─── Data to examine ───

Issue #3538, opened 2026-04-29
Registry: follow-ups from #3495 — stale types, registered/discovered conflation, docs IA gaps, non-member path


EmmaLouise2018:
Follow-ups from #3495 (sales agents mis-classified as `buying`). The original three PRs (#3496, #3497, #3498) fixed the inference path, added server-side override, and backfilled the `discovered_agents` table — but several adjacent issues remain visible in the live registry and in the docs.

## Status

**P0 shipped — four PRs open against main:**

| PR | Concern | Closes |
|---|---|---|
| #3540 | `fix(registry)`: flip 6 `type === 'buying'` filter inversions to `'sales'` + add `sales` to two `by_type` tallies | Problem 1b |
| #3541 | `ops(registry)`: backfill stale `member_profiles.agents` types + crawler promote-on-`unknown`-only / log-on-disagreement policy | Problem 1 |
| #3542 | `docs(registry)`: rename `Lookups & Authorization` → `Authorization Lookups`, annotate `source`/`member`/`discovered_from`, add `/operator` auth-aware note | Problem 4 + Problem 3 step 1 |
| #3543 | `docs(registry)`: new `registering-an-agent.mdx` covering the four crawl paths + AAO-membership value story | Problem 5 option A |

P1 still open: Problem 2, Problem 3 steps 2–3, Problem 4 P1 (overview table), Problem 6. P2: Problem 3 step 4, Problem 5 option B, the type-enum tangent.

## Live evidence (https://adcontextprotocol.org/registry, 22 agents)

```
type:    unknown=17   buying=2   creative=1   signals=1   sales=1
source:  registered=19            discovered=3
```

77% of agents have `type: 'unknown'`; 2 sales agents (Bidcliq, Swivel) are still stored as `buying`; 3 entries in the public registry are crawl-only `discovered` agents that never opted in.

---

## Problem 1 — Member-registered agents stuck at the wrong type

**Status:** Shipped in #3541.

**Symptom:** Bidcliq and Swivel show `type: 'buying'` despite being sales agents.

**Root cause:** PR #3498's `resolveAgentTypes()` only runs on **writes** (POST/PUT to `/api/me/member-profile`). PR #3497's backfill only touched the `discovered_agents` table — not the `member_profiles.agents` JSONB column. Member-registered rows that were saved before the fix never get re-evaluated.

[...]

PR #3541, opened 2026-04-29
ops(registry): backfill stale member_profiles.agents types + crawler reclassify-on-disagreement

EmmaLouise2018:
Refs #3538.

PR #3498 added `resolveAgentTypes()` server-side, but it only runs on writes (POST/PUT to `/api/me/member-profile`). Rows saved before #3498 never get re-evaluated. The crawler's type-update path at `crawler.ts:580` only wrote back when the stored type was missing — once any non-unknown value was set, the row was frozen, so Bidcliq and Swivel (registered as `'buying'` while being sales agents) cannot self-correct.

This is the cleanup for Problem 1 in #3538.

## Crawler type-update policy (`server/src/crawler.ts`)

**Old:** write back only when no stored type and inferred is non-unknown.

**New:**
- **Promote** when stored is missing OR stored is `'unknown'` AND inferred is non-unknown. Same intent as before, broadened to cover the `'unknown'` case that was previously frozen.
- **Log on disagreement** (stored non-unknown ≠ inferred non-unknown). Do NOT auto-flip — single probes can be wrong; auto-flipping would corrupt good rows on a transient bad probe. Operator runs the backfill explicitly to reconcile.

## Backfill script (`server/scripts/backfill-member-agent-types.ts`)

Walks every `member_profiles` row, calls `resolveAgentTypes()` on its `agents[]`, writes back any agent whose stored type disagrees with the snapshot's inferred type. Idempotent. Has a `--dry-run` mode.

───

▶ **Problem to solve**
When a line in the data holds the word "wrong", show that line.

▶ **Answer space**
## Problem 1 — Member-registered agents stuck at the wrong type
- **Log on disagreement** (stored non-unknown ≠ inferred non-unknown). Do NOT auto-flip — single probes can be wrong; auto-flipping would corrupt good rows on a transient bad probe. Operator runs the backfill explicitly to reconcile.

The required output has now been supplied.